Your answer should be an exact copy of every record.

------ Records to use

PR #1319, opened 2026-04-29
Add Paths and Parameters to OpenAPI spec generation

agrare:


.github/workflows/openapi-generate.yml
```diff
@@ -0,0 +1,82 @@
...
+    - cron: '0 0 * * 0'
+  workflow_dispatch:
+    # Allow manual trigger
+  push:
+    branches:
+      - master
+    paths:
+      - 'config/api.yml'
+      - 'lib/manageiq/api/open_api/**'
+      - 'app/controllers/api/**'
```
Fryguy: Formatting for consistency across our repos.


```suggestion
  push:
    branches:
    - master
    paths:
    - app/controllers/api/**
    - config/api.yml
    - lib/manageiq/api/open_api/**
  schedule:
  - cron: 0 0 * * 0
  workflow_dispatch:
```

.github/workflows/openapi-generate.yml
```diff
@@ -0,0 +1,82 @@
...
+permissions:
```
Fryguy, line 17: Include concurrency


```suggestion
concurrency:
  group: "${{ github.workflow }}-${{ github.ref }}"
  cancel-in-progress: true
permissions:
```

.github/workflows/openapi-generate.yml
```diff
@@ -0,0 +1,82 @@
...
+  contents: read
+jobs:
+  generate-openapi:
```
Fryguy: Minor, but should this be openapi-generate (matches the file name)?

.github/workflows/openapi-generate.yml
```diff
@@ -0,0 +1,82 @@
...
+    services:
+      postgres:
+        image: manageiq/postgresql:13
+        env:
+          POSTGRESQL_USER: root
+          POSTGRESQL_PASSWORD: smartvm
+          POSTGRESQL_DATABASE: vmdb_test
+        options: "--health-cmd pg_isready --health-interval 2s --health-timeout 5s --health-retries 5"
+        ports:
+          - 5432:5432
```
Fryguy:
```suggestion
        ports:
        - 5432:5432
```

.github/workflows/openapi-generate.yml
```diff
@@ -0,0 +1,82 @@
...
+    env:
+      PGHOST: localhost
+      PGPASSWORD: smartvm
+      RAILS_ENV: test
+    steps:
+    - name: Checkout repository
+      uses: actions/checkout@v4
```
Fryguy:
```suggestion
      uses: actions/checkout@v6
```

.github/workflows/openapi-generate.yml
```diff
@@ -0,0 +1,82 @@
...
+    - name: Set up Ruby
```
Fryguy, line 41: Do we need before_install?


```suggestion
    - name: Set up system
      run: bin/before_install
    - name: Set up Ruby
```

.github/workflows/openapi-generate.yml
```diff
@@ -0,0 +1,82 @@
...
+        bundler-cache: true
+      timeout-minutes: 30
+    - name: Prepare tests
+      run: bin/setup
+    - name: Generate OpenAPI specification
+      run: bundle exec rake manageiq:api:openapi_generate
+    - name: Create Pull Request
+      uses: peter-evans/create-pull-request@v8
+      with:
+        token: ${{ secrets.GITHUB_TOKEN }}
```
Fryguy, line 54: Reminder to self that I need to associate this token with this repo after merge.

.github/workflows/openapi-generate.yml
```diff
@@ -0,0 +1,82 @@
...
+          This PR updates the OpenAPI specification (`config/openapi.json`) based on the current API configuration.
+          
+          ### Changes
+          - Regenerated OpenAPI spec from `config/api.yml`
+          - Updated schemas, paths, and operations
+          
+          ### Generated by
+          - Workflow: `${{ github.workflow }}`
+          - Run: `${{ github.run_number }}`
+          - Triggered by: `${{ github.event_name }}`
```
Fryguy: This is a bit wordy - In the [locale file](https://github.com/ManageIQ/manageiq/blob/master/.github/workflows/locale_update_all.yaml#L74C104-L74C215) I used this instead, which is a direct link

```
${{ github.workflow_ref }}\n${{ github.server_url }}/${{ github.repository }}/actions/runs/${{ github.run_id }}
```

So I can see a reference back to the Action run that generated it, but maybe at the top

.github/workflows/openapi-generate.yml
```diff
@@ -0,0 +1,82 @@
...
+          
+          ### Review Checklist
+          - [ ] Verify new/modified endpoints are documented correctly
+          - [ ] Check parameter definitions are accurate
+          - [ ] Ensure response schemas match actual API responses
+          - [ ] Validate security schemes are properly defined
+          
+          ---
+          *This PR was automatically generated by GitHub Actions*
```
Fryguy, line 78: This part is kind of cool - wondering if we should add that to the other ones, perhaps along with a reference back to the action that generated it.  Maybe the "generated by" here can _be_ the link.

.github/workflows/openapi-generate.yml
```diff
@@ -0,0 +1,82 @@
...
+        branch: openapi_generate
+        delete-branch: true
+        push-to-fork: miq-bot/kubevirt-sdk-ruby
```
Fryguy: 😉

lib/manageiq/api/open_api/generator.rb
```diff
@@ -3,6 +3,10 @@ module Api
     module OpenApi
       class Generator
         require 'json'
+        require_relative 'parameter_builder'
+        require_relative 'schema_builder'
+        require_relative 'operation_builder'
+        require_relative 'path_builder'
```
Fryguy: Can we move these to the top of the file?  They are loaded at load time anyway, and are kind of hidden here.

.github/workflows/openapi-generate.yml
Fryguy: Second reminder, I also need to fork this repo on the bot account.

lib/manageiq/api/open_api/operation_builder.rb
```diff
@@ -0,0 +1,257 @@
...
+        end
+
+        def self.build_resource_show_operation(collection_name, collection, model_schema_name)
+          {
+            "summary"     => "Get a #{collection[:description]&.singularize || collection_name.to_s.singularize}",
+            "description" => "Returns a single #{collection[:description]&.singularize || collection_name.to_s.singularize} by ID",
+            "operationId" => "get_#{collection_name.to_s.singularize}",
+            "tags"        => [collection[:description] || collection_name.to_s.titleize],
+            "parameters"  => [
+              {"$ref" => "#{PARAMETERS_PATH}/resourceId"}
```
Fryguy: I wonder if we should use something like File.join here. I'm fine merging as is, but I could see minor double-// mistakes showing up in the future.

lib/manageiq/api/open_api/schema_builder.rb
```diff
@@ -0,0 +1,274 @@
...
+                      "$ref" => "#{SCHEMAS_PATH}/Action"
+                    }
+                  }
+                }
+              }
+            ]
+          }
+        end
+
+        def self.build_standard_responses
```
Fryguy: Is this just a constant? I don't see anything changing in here (but perhaps it will in future PRs?)

Fryguy: ~Actually I think these are all constants.~ Sorry the first and last are - the ones in the middle aren't ESCROLLTOOFAST haha

lib/manageiq/api/open_api/operation_builder.rb
```diff
@@ -0,0 +1,257 @@
...
+              "content"  => {
+                "application/json" => {
+                  "schema" => {
+                    "$ref" => "#{SCHEMAS_PATH}/#{model_schema_name}"
+                  }
+                }
+              }
+            },
+            "responses"   => {
+              "201" => {
```
Fryguy: Do we actually return a 201?

lib/manageiq/api/open_api/operation_builder.rb
```diff
@@ -0,0 +1,257 @@
...
+          {
+            "summary"     => "Delete a #{collection[:description]&.singularize || collection_name.to_s.singularize}",
+            "description" => "Deletes an existing #{collection[:description]&.singularize || collection_name.to_s.singularize}",
+            "operationId" => "delete_#{collection_name.to_s.singularize}",
+            "tags"        => [collection[:description] || collection_name.to_s.titleize],
+            "parameters"  => [
+              {"$ref" => "#{PARAMETERS_PATH}/resourceId"}
+            ],
+            "responses"   => {
+              "204" => SchemaBuilder.build_standard_responses["204"],
```
Fryguy: Same here - do we issue a 204?

Fryguy:
Nice it dropped from +120k to +90k - good savings

lib/manageiq/api/open_api/operation_builder.rb
agrare: Removed :+1:

lib/manageiq/api/open_api/operation_builder.rb
agrare: Dropped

------------

**Response below**
PR #1319, opened 2026-04-29
Add Paths and Parameters to OpenAPI spec generation

agrare:


.github/workflows/openapi-generate.yml
```diff
@@ -0,0 +1,82 @@
...
+    - cron: '0 0 * * 0'
+  workflow_dispatch:
+    # Allow manual trigger
+  push:
+    branches:
+      - master
+    paths:
+      - 'config/api.yml'
+      - 'lib/manageiq/api/open_api/**'
+      - 'app/controllers/api/**'
```
Fryguy: Formatting for consistency across our repos.


```suggestion
  push:
    branches:
    - master
    paths:
    - app/controllers/api/**
    - config/api.yml
    - lib/manageiq/api/open_api/**
  schedule:
  - cron: 0 0 * * 0
  workflow_dispatch:
```

.github/workflows/openapi-generate.yml
```diff
@@ -0,0 +1,82 @@
...
+permissions:
```
Fryguy, line 17: Include concurrency


```suggestion
concurrency:
  group: "${{ github.workflow }}-${{ github.ref }}"
  cancel-in-progress: true
permissions:
```

.github/workflows/openapi-generate.yml
```diff
@@ -0,0 +1,82 @@
...
+  contents: read
+jobs:
+  generate-openapi:
```
Fryguy: Minor, but should this be openapi-generate (matches the file name)?

.github/workflows/openapi-generate.yml
```diff
@@ -0,0 +1,82 @@
...
+    services:
+      postgres:
+        image: manageiq/postgresql:13
+        env:
+          POSTGRESQL_USER: root
+          POSTGRESQL_PASSWORD: smartvm
+          POSTGRESQL_DATABASE: vmdb_test
+        options: "--health-cmd pg_isready --health-interval 2s --health-timeout 5s --health-retries 5"
+        ports:
+          - 5432:5432
```
Fryguy:
```suggestion
        ports:
        - 5432:5432
```

.github/workflows/openapi-generate.yml
```diff
@@ -0,0 +1,82 @@
...
+    env:
+      PGHOST: localhost
+      PGPASSWORD: smartvm
+      RAILS_ENV: test
+    steps:
+    - name: Checkout repository
+      uses: actions/checkout@v4
```
Fryguy:
```suggestion
      uses: actions/checkout@v6
```

.github/workflows/openapi-generate.yml
```diff
@@ -0,0 +1,82 @@
...
+    - name: Set up Ruby
```
Fryguy, line 41: Do we need before_install?


```suggestion
    - name: Set up system
      run: bin/before_install
    - name: Set up Ruby
```

.github/workflows/openapi-generate.yml
```diff
@@ -0,0 +1,82 @@
...
+        bundler-cache: true
+      timeout-minutes: 30
+    - name: Prepare tests
+      run: bin/setup
+    - name: Generate OpenAPI specification
+      run: bundle exec rake manageiq:api:openapi_generate
+    - name: Create Pull Request
+      uses: peter-evans/create-pull-request@v8
+      with:
+        token: ${{ secrets.GITHUB_TOKEN }}
```
Fryguy, line 54: Reminder to self that I need to associate this token with this repo after merge.

.github/workflows/openapi-generate.yml
```diff
@@ -0,0 +1,82 @@
...
+          This PR updates the OpenAPI specification (`config/openapi.json`) based on the current API configuration.
+          
+          ### Changes
+          - Regenerated OpenAPI spec from `config/api.yml`
+          - Updated schemas, paths, and operations
+          
+          ### Generated by
+          - Workflow: `${{ github.workflow }}`
+          - Run: `${{ github.run_number }}`
+          - Triggered by: `${{ github.event_name }}`
```
Fryguy: This is a bit wordy - In the [locale file](https://github.com/ManageIQ/manageiq/blob/master/.github/workflows/locale_update_all.yaml#L74C104-L74C215) I used this instead, which is a direct link

```
${{ github.workflow_ref }}\n${{ github.server_url }}/${{ github.repository }}/actions/runs/${{ github.run_id }}
```

So I can see a reference back to the Action run that generated it, but maybe at the top

.github/workflows/openapi-generate.yml
```diff
@@ -0,0 +1,82 @@
...
+          
+          ### Review Checklist
+          - [ ] Verify new/modified endpoints are documented correctly
+          - [ ] Check parameter definitions are accurate
+          - [ ] Ensure response schemas match actual API responses
+          - [ ] Validate security schemes are properly defined
+          
+          ---
+          *This PR was automatically generated by GitHub Actions*
```
Fryguy, line 78: This part is kind of cool - wondering if we should add that to the other ones, perhaps along with a reference back to the action that generated it.  Maybe the "generated by" here can _be_ the link.

.github/workflows/openapi-generate.yml
```diff
@@ -0,0 +1,82 @@
...
+        branch: openapi_generate
+        delete-branch: true
+        push-to-fork: miq-bot/kubevirt-sdk-ruby
```
Fryguy: 😉

lib/manageiq/api/open_api/generator.rb
```diff
@@ -3,6 +3,10 @@ module Api
     module OpenApi
       class Generator
         require 'json'
+        require_relative 'parameter_builder'
+        require_relative 'schema_builder'
+        require_relative 'operation_builder'
+        require_relative 'path_builder'
```
Fryguy: Can we move these to the top of the file?  They are loaded at load time anyway, and are kind of hidden here.

.github/workflows/openapi-generate.yml
Fryguy: Second reminder, I also need to fork this repo on the bot account.

lib/manageiq/api/open_api/operation_builder.rb
```diff
@@ -0,0 +1,257 @@
...
+        end
+
+        def self.build_resource_show_operation(collection_name, collection, model_schema_name)
+          {
+            "summary"     => "Get a #{collection[:description]&.singularize || collection_name.to_s.singularize}",
+            "description" => "Returns a single #{collection[:description]&.singularize || collection_name.to_s.singularize} by ID",
+            "operationId" => "get_#{collection_name.to_s.singularize}",
+            "tags"        => [collection[:description] || collection_name.to_s.titleize],
+            "parameters"  => [
+              {"$ref" => "#{PARAMETERS_PATH}/resourceId"}
```
Fryguy: I wonder if we should use something like File.join here. I'm fine merging as is, but I could see minor double-// mistakes showing up in the future.

lib/manageiq/api/open_api/schema_builder.rb
```diff
@@ -0,0 +1,274 @@
...
+                      "$ref" => "#{SCHEMAS_PATH}/Action"
+                    }
+                  }
+                }
+              }
+            ]
+          }
+        end
+
+        def self.build_standard_responses
```
Fryguy: Is this just a constant? I don't see anything changing in here (but perhaps it will in future PRs?)

Fryguy: ~Actually I think these are all constants.~ Sorry the first and last are - the ones in the middle aren't ESCROLLTOOFAST haha

lib/manageiq/api/open_api/operation_builder.rb
```diff
@@ -0,0 +1,257 @@
...
+              "content"  => {
+                "application/json" => {
+                  "schema" => {
+                    "$ref" => "#{SCHEMAS_PATH}/#{model_schema_name}"
+                  }
+                }
+              }
+            },
+            "responses"   => {
+              "201" => {
```
Fryguy: Do we actually return a 201?

lib/manageiq/api/open_api/operation_builder.rb
```diff
@@ -0,0 +1,257 @@
...
+          {
+            "summary"     => "Delete a #{collection[:description]&.singularize || collection_name.to_s.singularize}",
+            "description" => "Deletes an existing #{collection[:description]&.singularize || collection_name.to_s.singularize}",
+            "operationId" => "delete_#{collection_name.to_s.singularize}",
+            "tags"        => [collection[:description] || collection_name.to_s.titleize],
+            "parameters"  => [
+              {"$ref" => "#{PARAMETERS_PATH}/resourceId"}
+            ],
+            "responses"   => {
+              "204" => SchemaBuilder.build_standard_responses["204"],
```
Fryguy: Same here - do we issue a 204?

Fryguy:
Nice it dropped from +120k to +90k - good savings

lib/manageiq/api/open_api/operation_builder.rb
agrare: Removed :+1:

lib/manageiq/api/open_api/operation_builder.rb
agrare: Dropped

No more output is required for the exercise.